Orders to Torture
The Abu Ghraib prison scandal now implicates the highest levels of the Bush Administration in violating federal law and in war crimes. In barely two weeks, the story has shifted from horrific photographs of prisoners to intimations of homicide; from prison mismanagement blamed on the fog of war to the cool clarity of deliberate White House designs to protect torturers from prosecution; from "the six morons who lost the war" to the Defense Secretary, the White House Counsel and the President himself.
The sheer range of brutality and illegal acts defies brief summary. And more details emerge daily: On the Nation website, Jason Vest reveals possible perjury by Under Secretary of Defense for Intelligence Stephen Cambone, while according to Seymour Hersh in The New Yorker, Defense Secretary Rumsfeld personally approved a secret "special-access program" for incarceration, humiliation and violent interrogation, expanding the program from a narrow group of presumed Al Qaeda prisoners in Afghanistan to the insurgency in Iraq.
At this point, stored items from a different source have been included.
Issue #377, opened 2026-08-20
Plugin periodically stops calling GET /v1/decisions/stream for exactly ~20 minutes, while POST /v1/usage-metrics keeps working


maylo-lab:
## Description

In `stream` mode, the plugin intermittently stops calling `GET /v1/decisions/stream`
for a duration that has been consistently ~20 minutes across multiple occurrences,
before resuming spontaneously. During the freeze, the independent metrics reporting
call (`POST /v1/usage-metrics`) continues to fire normally on its own cycle — proving
the plugin process itself is not hung, only the decisions-stream update routine.

## Environment

- crowdsec-bouncer-traefik-plugin: v1.7.1 (latest)
- Traefik: v3.7.10
- CrowdSec: v1.7.8 (Docker), SQLite with WAL mode enabled
- Deployment: Traefik in Docker, `network_mode: service:gerbil`, ARM64 (Oracle Cloud Free Tier) - OS: Ubuntu 24.04.4 LTS
- Plugin config: default `updateIntervalSeconds` (60), default `httpTimeoutSeconds` (10)

## Observed pattern (3 occurrences over 2 days)

| Incident | Duration | Notes |
|---|---|---|
| 1 | ~21 min | No blocklist insert in window |
| 2 | 20 min exactly | No blocklist insert in window |
| 3 | 20 min exactly | No blocklist insert in window |

No correlation found with community-blocklist insertion, and no CrowdSec-side
heartbeat degradation — the LAPI itself responds normally throughout (300-500µs).

## Evidence from debug logs (logLevel: DEBUG, LogFilePath enabled)

Normal cycle, repeating every ~60s:

    cache:Get key:updated
    cache:Set key:updated value:f duration:59s
    handleStreamCache:updated

Last normal cycle before freeze:

    time=2026-08-20T04:26:35.528Z level=DEBUG msg=handleStreamCache:updated

--- 20 minutes of total silence on this routine (no errors logged) ---

Resumption, with a duplicate log line at the exact same timestamp:

    time=2026-08-20T04:46:35.529Z level=DEBUG msg=handleStreamCache:updated
    time=2026-08-20T04:46:35.530Z level=DEBUG msg=handleStreamCache:updated

Subsequent cycles return to normal (single line per tick) immediately after.

During the same freeze window, POST /v1/usage-metrics (separate ~10min cycle)
fired successfully at 04:36:36, confirming the plugin process, network path, and
[...]

PR #379, opened 2026-08-22
🐛 self-heal stalled stream polling

luigibarretta:
## Summary

- record a heartbeat whenever the stream refresh routine starts
- recover a stale stream scheduler after two configured update intervals
- use both a dedicated watchdog ticker and the independent metrics path as recovery triggers
- serialize refreshes so a recovery cannot overlap a healthy or already-running stream update

## Context

This is a bounded liveness mitigation for #377. The issue has now been reproduced on both ARM64 and AMD64: the normal decisions-stream requests stop silently while Traefik, CrowdSec heartbeat traffic, and usage-metrics reporting remain healthy.

The evidence does not yet prove why the stream scheduler becomes silent, so this patch deliberately does not claim a speculative root cause. Instead, it makes the failure bounded: under normal operation the watchdog is a no-op; after two missed intervals it forces one refresh. The metrics ticker provides a second, independently observed recovery path if the dedicated watchdog is also delayed.

## Safety properties

- no configuration or API changes
- no additional LAPI request while the stream heartbeat is fresh
- no concurrent stream refresh while another refresh is in progress
- the existing HTTP client timeout and stream health handling remain unchanged
- cached decisions remain available throughout recovery

## Validation

- `GOTOOLCHAIN=go1.22.12 go test ./...`
- `go test -race ./...`
- `golangci-lint v1.63.4 run`
- `yaegi v0.16.1 test .`
- full binary/mock E2E suite with Traefik v3.7.11: AppSec, captcha, custom ban page, live mode, none mode, Redis, stream mode, system CA, and trusted IPs

Refs #377

### DIFF
--- a/bouncer.go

One revelation in particular should be sounding a constitutional emergency siren: The President has known for more than two years that his Administration has been pursuing policies that could qualify as war crimes under federal and international law. In a January 25, 2002, memo, White House Counsel Alberto Gonzales advised the President of "the threat of domestic criminal prosecution under the War Crimes Act," a federal statute. He advised Bush to invent a legal technicality--declaring detainees in the "war on terror" to be outside the Geneva Conventions--which, he said, "substantially reduces" the chance of prosecution. Gonzales went further, telling the President that the war on terrorism "renders obsolete Geneva's strict limitations on questioning of enemy prisoners"; he pooh-poohed concerns that abandoning the Geneva standards might endanger US troops.
Let's be clear about what this means: Gonzales was urging--and the President adopted as policy--an end run around federal laws. The War Crimes Act, passed by Congress in 1996, allows criminal prosecution of Americans for actions that violate the rights granted prisoners and civilians by the Geneva Conventions and for "outrages upon personal dignity." It is backed by the full range of federal penalties, up to and including the death penalty. And all treaties, including the Geneva Conventions and the Torture Convention, are likewise the binding law of the land.
From the Gonzales memo, it is clear that the Administration always envisioned taking coercive interrogation beyond Afghanistan. Gonzales repeatedly refers to the broader "war on terrorism"--the phrase Bush uses to cover the war on Iraq. Gonzales specifically advises the President to hold open "options for future conflicts." Thus the scandal is not what George W. Bush referred to as the "failures of character" of a few soldiers at Abu Ghraib. The scandal is that the White House wanted to torture prisoners and get away with it.
The damage wrought by this sweeping two-year conspiracy to perpetrate and cover up illegal brutality is impossible to calculate. Certainly, it undoes decades of military leaders' efforts to prevent future My Lais. The intelligence gathering itself was compromised: Prisoners treated like those in Abu Ghraib will confess to anything. The occupation of Iraq has turned out to be a morally corrosive imperial adventure.
The evidence emerging from Abu Ghraib reveals high crimes and misdemeanors in the precise sense of the Constitution's impeachment clause. In an election year and with the GOP controlling Congress, that course is foreclosed, for now. But two years of willful subversion of law and human rights, which began in the Oval Office and led to Abu Ghraib, demands far more vigorous investigation than the queasy Congressional inquiries thus far conducted, as well as criminal prosecutions independent of this Attorney General. Such subversion demands, too, that Americans, bewildered and demoralized by the scenes from Abu Ghraib and the failed Iraq war, recover their sense of outrage--and exercise that outrage in the street and in the voting booth.